* [Assignment]: From the listing, collect all lines containing the word "williampma".

* [Data for review]:
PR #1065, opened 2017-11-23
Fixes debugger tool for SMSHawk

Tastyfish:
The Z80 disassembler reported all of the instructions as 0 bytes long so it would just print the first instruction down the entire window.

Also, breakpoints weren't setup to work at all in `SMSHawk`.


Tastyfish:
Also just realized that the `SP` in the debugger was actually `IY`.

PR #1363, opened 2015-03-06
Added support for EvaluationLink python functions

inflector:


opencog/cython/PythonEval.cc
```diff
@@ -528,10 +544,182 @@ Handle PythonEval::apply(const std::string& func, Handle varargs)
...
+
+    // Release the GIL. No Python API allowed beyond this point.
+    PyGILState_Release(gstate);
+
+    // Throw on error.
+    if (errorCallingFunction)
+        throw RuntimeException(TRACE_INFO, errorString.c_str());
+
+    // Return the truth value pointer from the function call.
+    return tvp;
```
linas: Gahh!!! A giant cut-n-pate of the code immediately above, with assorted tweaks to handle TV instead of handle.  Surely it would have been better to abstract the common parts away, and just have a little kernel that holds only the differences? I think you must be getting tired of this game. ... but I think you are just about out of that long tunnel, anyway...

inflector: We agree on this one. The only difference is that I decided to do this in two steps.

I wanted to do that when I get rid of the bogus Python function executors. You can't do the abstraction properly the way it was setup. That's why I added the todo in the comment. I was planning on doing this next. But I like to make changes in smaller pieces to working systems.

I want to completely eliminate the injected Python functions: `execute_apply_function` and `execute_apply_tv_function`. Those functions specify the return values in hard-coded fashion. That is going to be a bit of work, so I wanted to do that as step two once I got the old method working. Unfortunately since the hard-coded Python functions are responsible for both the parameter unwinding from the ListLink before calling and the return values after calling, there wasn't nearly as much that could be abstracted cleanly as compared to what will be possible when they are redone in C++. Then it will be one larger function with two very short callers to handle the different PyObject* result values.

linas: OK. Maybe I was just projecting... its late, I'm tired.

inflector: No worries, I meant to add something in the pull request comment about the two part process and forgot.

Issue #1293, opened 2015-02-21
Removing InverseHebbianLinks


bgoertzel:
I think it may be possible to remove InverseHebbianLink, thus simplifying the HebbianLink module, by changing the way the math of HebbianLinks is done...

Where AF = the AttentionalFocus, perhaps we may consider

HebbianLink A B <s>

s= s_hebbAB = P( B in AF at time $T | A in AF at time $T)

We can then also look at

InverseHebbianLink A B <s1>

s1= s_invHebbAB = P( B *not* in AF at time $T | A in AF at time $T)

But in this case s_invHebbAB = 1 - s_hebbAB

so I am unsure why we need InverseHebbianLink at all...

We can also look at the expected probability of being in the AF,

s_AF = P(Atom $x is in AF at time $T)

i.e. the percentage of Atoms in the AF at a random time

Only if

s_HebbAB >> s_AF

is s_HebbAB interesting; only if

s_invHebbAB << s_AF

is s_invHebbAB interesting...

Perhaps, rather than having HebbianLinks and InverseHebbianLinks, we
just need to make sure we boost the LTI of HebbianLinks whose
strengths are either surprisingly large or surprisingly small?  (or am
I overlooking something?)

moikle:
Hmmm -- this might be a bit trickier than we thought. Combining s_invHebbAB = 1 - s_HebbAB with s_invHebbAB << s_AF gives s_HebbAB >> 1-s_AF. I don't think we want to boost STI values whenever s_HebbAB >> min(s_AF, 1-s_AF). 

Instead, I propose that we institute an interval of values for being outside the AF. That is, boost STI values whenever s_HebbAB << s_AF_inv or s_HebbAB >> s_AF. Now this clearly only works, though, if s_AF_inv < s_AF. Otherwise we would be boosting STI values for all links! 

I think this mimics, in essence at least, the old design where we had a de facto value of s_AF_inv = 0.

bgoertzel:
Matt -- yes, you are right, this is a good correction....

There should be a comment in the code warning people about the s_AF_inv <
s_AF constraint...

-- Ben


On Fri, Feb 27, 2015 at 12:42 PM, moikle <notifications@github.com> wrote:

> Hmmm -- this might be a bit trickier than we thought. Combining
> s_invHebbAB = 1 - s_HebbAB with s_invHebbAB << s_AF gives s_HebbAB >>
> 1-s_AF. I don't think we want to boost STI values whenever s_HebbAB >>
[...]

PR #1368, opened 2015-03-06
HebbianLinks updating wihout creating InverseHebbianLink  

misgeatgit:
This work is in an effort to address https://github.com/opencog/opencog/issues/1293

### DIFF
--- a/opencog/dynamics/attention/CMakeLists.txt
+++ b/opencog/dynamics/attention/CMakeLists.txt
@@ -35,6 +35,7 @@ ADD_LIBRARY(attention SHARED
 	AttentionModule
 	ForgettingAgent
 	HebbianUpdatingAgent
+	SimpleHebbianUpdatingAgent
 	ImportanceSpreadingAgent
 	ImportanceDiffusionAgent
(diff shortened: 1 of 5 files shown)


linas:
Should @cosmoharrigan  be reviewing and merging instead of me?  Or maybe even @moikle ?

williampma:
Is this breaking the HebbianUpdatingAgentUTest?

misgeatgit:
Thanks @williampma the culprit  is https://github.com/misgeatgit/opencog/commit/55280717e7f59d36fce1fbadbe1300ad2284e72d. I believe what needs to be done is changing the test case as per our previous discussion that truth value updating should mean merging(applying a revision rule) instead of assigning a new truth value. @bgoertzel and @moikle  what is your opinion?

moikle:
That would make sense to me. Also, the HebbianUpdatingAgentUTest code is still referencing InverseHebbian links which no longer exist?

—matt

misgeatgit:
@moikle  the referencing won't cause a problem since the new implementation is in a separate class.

* [Your solution]:
williampma:
Thanks @williampma the culprit  is https://github.com/misgeatgit/opencog/commit/55280717e7f59d36fce1fbadbe1300ad2284e72d. I believe what needs to be done is changing the test case as per our previous discussion that truth value updating should mean merging(applying a revision rule) instead of assigning a new truth value. @bgoertzel and @moikle  what is your opinion?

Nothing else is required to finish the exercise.